▶ _Exercise prompt_: Give the data again in full, with every character unchanged.

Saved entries
PR #1970, opened 2026-07-14
Validate admin relationship references up front instead of 500ing on FK faults

### LINKED ISSUE #1858: Admin relationship setters inconsistently validate references — unsupported input yields opaque FK 500s instead of AdminSaveResult failures
## Problem

The tier's own convention (docs/backend-admin.md, `ReferenceFieldValidation`, `AdminItems.SaveModSlots`'s up-front owner check) is that a bad reference rejects as a graceful `AdminSaveResult` before staging. Three paths miss it, so a tampered/buggy client gets an unhandled `DbUpdateException` 500 instead:

- `AdminZones.SetEnemies` (`AdminZones.cs:154-176`) never checks `ze.EnemyId` exists (contrast `AdminEnemies.SetSkills`, which validates every skill id).
- `AdminEnemies.SetSpawns` (`AdminEnemies.cs:141-148`) — the Home guard `if (_zones.LookupZone(spawn.ZoneId) is { IsHome: true })` lets a **missing** zone (null lookup) pass silently; the insert then FK-faults at commit.
- `AdminTags.SaveTags` (`AdminTags.cs:22-40`) doesn't validate `TagCategoryId` against `ETagCategory`, though `ReferenceFieldValidation.FindUndefinedEnum` exists precisely for this (its own doc: "would otherwise surface as an opaque FK 500") and is applied to rarity/category/mod-type/challenge-type everywhere else.

No data corruption (the FK constraints hold) — but it is the exact defect class the codebase has repeatedly fixed elsewhere, so these look like omissions rather than decisions.

## Suggested fix

- `SetEnemies`: reject when `_enemies.GetEnemy(ze.EnemyId)` is null.
- `SetSpawns`: split the lookup into "missing → NotFound" then "IsHome → Failure".
- `SaveTags`: run `FindUndefinedEnum(changes, t => (ETagCategory)t.TagCategoryId, "tag category")`.

ginderjeremiah:
## Summary

Three admin relationship setters skipped the tier's own convention (`docs/backend-admin.md`, `ReferenceFieldValidation`, `AdminItems.SaveModSlots`'s up-front owner check) that a bad reference rejects as a graceful `AdminSaveResult` before staging. A tampered/buggy client hit an unhandled `DbUpdateException` 500 instead:

- **`AdminZones.SetEnemies`** never checked that a desired spawn's `EnemyId` exists (contrast `AdminEnemies.SetSkills`, which validates every skill id) — now rejects with `"Enemy {id} does not exist."`.
- **`AdminEnemies.SetSpawns`** — the Home guard `_zones.LookupZone(spawn.ZoneId) is { IsHome: true }` let a **missing** zone (null lookup) pass silently, since neither the Home nor the not-Home branch of the pattern match fires on `null`; the insert then FK-faulted at commit. Split into a missing-zone check (`"Zone {id} does not exist."`) followed by the existing `IsHome` rejection.
- **`AdminTags.SaveTags`** didn't validate `TagCategoryId` against `ETagCategory`, even though `ReferenceFieldValidation.FindUndefinedEnum` exists precisely for this and is already applied to rarity/category/mod-type/challenge-type everywhere else. Now wired in the same way.

No data corruption in any case (the FK constraints already held) — this replaces an opaque 500 with a clean, user-facing `AdminSaveResult.Failure`.

## Test plan

- [x] Added `AdminZonesIntegrationTests.SetEnemies_UnknownEnemy_ReturnsFailure`
- [x] Added `AdminEnemiesIntegrationTests.SetSpawns_UnknownZone_ReturnsFailure`
- [x] Added `AdminTagsTests.SaveTags_AddWithUndefinedCategory_ReturnsFailureWithoutStaging`, `SaveTags_EditWithUndefinedCategory_ReturnsFailureWithoutStaging`, `SaveTags_DeleteWithUndefinedCategoryPayload_Succeeds`
- [x] Full backend suite green: `dotnet build` + `dotnet test` (Game.Core.Tests, Game.Infrastructure.Tests, Game.Application.Tests, Game.Api.Tests — 3143 tests, 0 failures)
- [x] No frontend changes in this PR

Closes #1858

---
_Generated by [Claude Code](https://claude.ai/code/session_01Rs1UXHpqBC5wHa6S7ba5iJ)_

### DIFF
--- a/Game.Application.Tests/DataAccess/AdminEnemiesIntegrationTests.cs
+++ b/Game.Application.Tests/DataAccess/AdminEnemiesIntegrationTests.cs
@@ -468,6 +468,36 @@ namespace Game.Application.Tests.DataAccess
         }
 
         [Fact]
+        public async Task SetSpawns_UnknownZone_ReturnsFailure()
+        {
+            int enemyId;
+            using (var seedScope = CreateScope())
+            {
+                var context = seedScope.ServiceProvider.GetRequiredService<GameContext>();
+                var enemy = await TestDataSeeder.CreateEnemyAsync(context);
+                enemyId = enemy.Id;
+            }
+            await ReloadReferenceCachesAsync();
+
+            // A desired spawn referencing a zone that doesn't exist would otherwise FK-fault at commit
+            // instead of rejecting gracefully (the prior IsHome pattern match silently let a missing zone
+            // through since neither branch matched).
+            var data = new SetEnemySpawnsData
+            {
+                EnemyId = enemyId,
+                Spawns = [new Contracts.EnemySpawn { ZoneId = 99999, Weight = 1 }],
+            };
+
+            using var scope = CreateScope();
+            var admin = scope.ServiceProvider.GetRequiredService<IAdminEnemies>();
+
+            var result = admin.SetSpawns(data);
+
+            Assert.False(result.Succeeded);
+            Assert.Equal("Zone 99999 does not exist.", result.ErrorMessage);
+        }
+
+        [Fact]
         public async Task SetSpawns_NegativeWeight_ReturnsFailure()
         {
             int enemyId, zoneId;
--- a/Game.Application.Tests/DataAccess/AdminTagsTests.cs
+++ b/Game.Application.Tests/DataAccess/AdminTagsTests.cs
@@ -66,5 +66,46 @@ namespace Game.Application.Tests.DataAccess
             Assert.Empty(store.Inserted);
             Assert.Empty(store.Updated);
         }
+
+        [Fact]
+        public void SaveTags_AddWithUndefinedCategory_ReturnsFailureWithoutStaging()
+        {
+            var store = new RecordingEntityStore();
+            var adminTags = new AdminTags(store);
+
+            // TagCategoryId 0 has no backing ETagCategory member (the enum starts at 1); without the up-front
+            // guard this would 500 on the FK at commit instead of rejecting gracefully.
+            var result = adminTags.SaveTags([Change(EChangeType.Add, id: 0, name: "Fire", categoryId: 0)]);
+
+            Assert.False(result.Succeeded);
+            Assert.Equal("0 is not a valid tag category.", result.ErrorMessage);
+            Assert.Empty(store.Inserted);
+        }
+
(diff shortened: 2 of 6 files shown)


ginderjeremiah (commented):
## Review: Validate admin relationship references up front (closes #1858)

**Verdict:** Approve — the PR implements exactly the fix #1858 calls for, aligns each path with the tier's own `ReferenceFieldValidation` / up-front-guard convention, and covers all three paths with tests. (Posted as a comment since I'm the PR author; GitHub won't accept a gating approval on one's own PR.)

▶ _Solution below_:
PR #1970, opened 2026-07-14
Validate admin relationship references up front instead of 500ing on FK faults

### LINKED ISSUE #1858: Admin relationship setters inconsistently validate references — unsupported input yields opaque FK 500s instead of AdminSaveResult failures
## Problem

The tier's own convention (docs/backend-admin.md, `ReferenceFieldValidation`, `AdminItems.SaveModSlots`'s up-front owner check) is that a bad reference rejects as a graceful `AdminSaveResult` before staging. Three paths miss it, so a tampered/buggy client gets an unhandled `DbUpdateException` 500 instead:

- `AdminZones.SetEnemies` (`AdminZones.cs:154-176`) never checks `ze.EnemyId` exists (contrast `AdminEnemies.SetSkills`, which validates every skill id).
- `AdminEnemies.SetSpawns` (`AdminEnemies.cs:141-148`) — the Home guard `if (_zones.LookupZone(spawn.ZoneId) is { IsHome: true })` lets a **missing** zone (null lookup) pass silently; the insert then FK-faults at commit.
- `AdminTags.SaveTags` (`AdminTags.cs:22-40`) doesn't validate `TagCategoryId` against `ETagCategory`, though `ReferenceFieldValidation.FindUndefinedEnum` exists precisely for this (its own doc: "would otherwise surface as an opaque FK 500") and is applied to rarity/category/mod-type/challenge-type everywhere else.

No data corruption (the FK constraints hold) — but it is the exact defect class the codebase has repeatedly fixed elsewhere, so these look like omissions rather than decisions.

## Suggested fix

- `SetEnemies`: reject when `_enemies.GetEnemy(ze.EnemyId)` is null.
- `SetSpawns`: split the lookup into "missing → NotFound" then "IsHome → Failure".
- `SaveTags`: run `FindUndefinedEnum(changes, t => (ETagCategory)t.TagCategoryId, "tag category")`.

ginderjeremiah:
## Summary

Three admin relationship setters skipped the tier's own convention (`docs/backend-admin.md`, `ReferenceFieldValidation`, `AdminItems.SaveModSlots`'s up-front owner check) that a bad reference rejects as a graceful `AdminSaveResult` before staging. A tampered/buggy client hit an unhandled `DbUpdateException` 500 instead:

- **`AdminZones.SetEnemies`** never checked that a desired spawn's `EnemyId` exists (contrast `AdminEnemies.SetSkills`, which validates every skill id) — now rejects with `"Enemy {id} does not exist."`.
- **`AdminEnemies.SetSpawns`** — the Home guard `_zones.LookupZone(spawn.ZoneId) is { IsHome: true }` let a **missing** zone (null lookup) pass silently, since neither the Home nor the not-Home branch of the pattern match fires on `null`; the insert then FK-faulted at commit. Split into a missing-zone check (`"Zone {id} does not exist."`) followed by the existing `IsHome` rejection.
- **`AdminTags.SaveTags`** didn't validate `TagCategoryId` against `ETagCategory`, even though `ReferenceFieldValidation.FindUndefinedEnum` exists precisely for this and is already applied to rarity/category/mod-type/challenge-type everywhere else. Now wired in the same way.

No data corruption in any case (the FK constraints already held) — this replaces an opaque 500 with a clean, user-facing `AdminSaveResult.Failure`.

## Test plan

- [x] Added `AdminZonesIntegrationTests.SetEnemies_UnknownEnemy_ReturnsFailure`
- [x] Added `AdminEnemiesIntegrationTests.SetSpawns_UnknownZone_ReturnsFailure`
- [x] Added `AdminTagsTests.SaveTags_AddWithUndefinedCategory_ReturnsFailureWithoutStaging`, `SaveTags_EditWithUndefinedCategory_ReturnsFailureWithoutStaging`, `SaveTags_DeleteWithUndefinedCategoryPayload_Succeeds`
- [x] Full backend suite green: `dotnet build` + `dotnet test` (Game.Core.Tests, Game.Infrastructure.Tests, Game.Application.Tests, Game.Api.Tests — 3143 tests, 0 failures)
- [x] No frontend changes in this PR

Closes #1858

---
_Generated by [Claude Code](https://claude.ai/code/session_01Rs1UXHpqBC5wHa6S7ba5iJ)_

### DIFF
--- a/Game.Application.Tests/DataAccess/AdminEnemiesIntegrationTests.cs
+++ b/Game.Application.Tests/DataAccess/AdminEnemiesIntegrationTests.cs
@@ -468,6 +468,36 @@ namespace Game.Application.Tests.DataAccess
         }
 
         [Fact]
+        public async Task SetSpawns_UnknownZone_ReturnsFailure()
+        {
+            int enemyId;
+            using (var seedScope = CreateScope())
+            {
+                var context = seedScope.ServiceProvider.GetRequiredService<GameContext>();
+                var enemy = await TestDataSeeder.CreateEnemyAsync(context);
+                enemyId = enemy.Id;
+            }
+            await ReloadReferenceCachesAsync();
+
+            // A desired spawn referencing a zone that doesn't exist would otherwise FK-fault at commit
+            // instead of rejecting gracefully (the prior IsHome pattern match silently let a missing zone
+            // through since neither branch matched).
+            var data = new SetEnemySpawnsData
+            {
+                EnemyId = enemyId,
+                Spawns = [new Contracts.EnemySpawn { ZoneId = 99999, Weight = 1 }],
+            };
+
+            using var scope = CreateScope();
+            var admin = scope.ServiceProvider.GetRequiredService<IAdminEnemies>();
+
+            var result = admin.SetSpawns(data);
+
+            Assert.False(result.Succeeded);
+            Assert.Equal("Zone 99999 does not exist.", result.ErrorMessage);
+        }
+
+        [Fact]
         public async Task SetSpawns_NegativeWeight_ReturnsFailure()
         {
             int enemyId, zoneId;
--- a/Game.Application.Tests/DataAccess/AdminTagsTests.cs
+++ b/Game.Application.Tests/DataAccess/AdminTagsTests.cs
@@ -66,5 +66,46 @@ namespace Game.Application.Tests.DataAccess
             Assert.Empty(store.Inserted);
             Assert.Empty(store.Updated);
         }
+
+        [Fact]
+        public void SaveTags_AddWithUndefinedCategory_ReturnsFailureWithoutStaging()
+        {
+            var store = new RecordingEntityStore();
+            var adminTags = new AdminTags(store);
+
+            // TagCategoryId 0 has no backing ETagCategory member (the enum starts at 1); without the up-front
+            // guard this would 500 on the FK at commit instead of rejecting gracefully.
+            var result = adminTags.SaveTags([Change(EChangeType.Add, id: 0, name: "Fire", categoryId: 0)]);
+
+            Assert.False(result.Succeeded);
+            Assert.Equal("0 is not a valid tag category.", result.ErrorMessage);
+            Assert.Empty(store.Inserted);
+        }
+
(diff shortened: 2 of 6 files shown)


ginderjeremiah (commented):
## Review: Validate admin relationship references up front (closes #1858)

**Verdict:** Approve — the PR implements exactly the fix #1858 calls for, aligns each path with the tier's own `ReferenceFieldValidation` / up-front-guard convention, and covers all three paths with tests. (Posted as a comment since I'm the PR author; GitHub won't accept a gating approval on one's own PR.)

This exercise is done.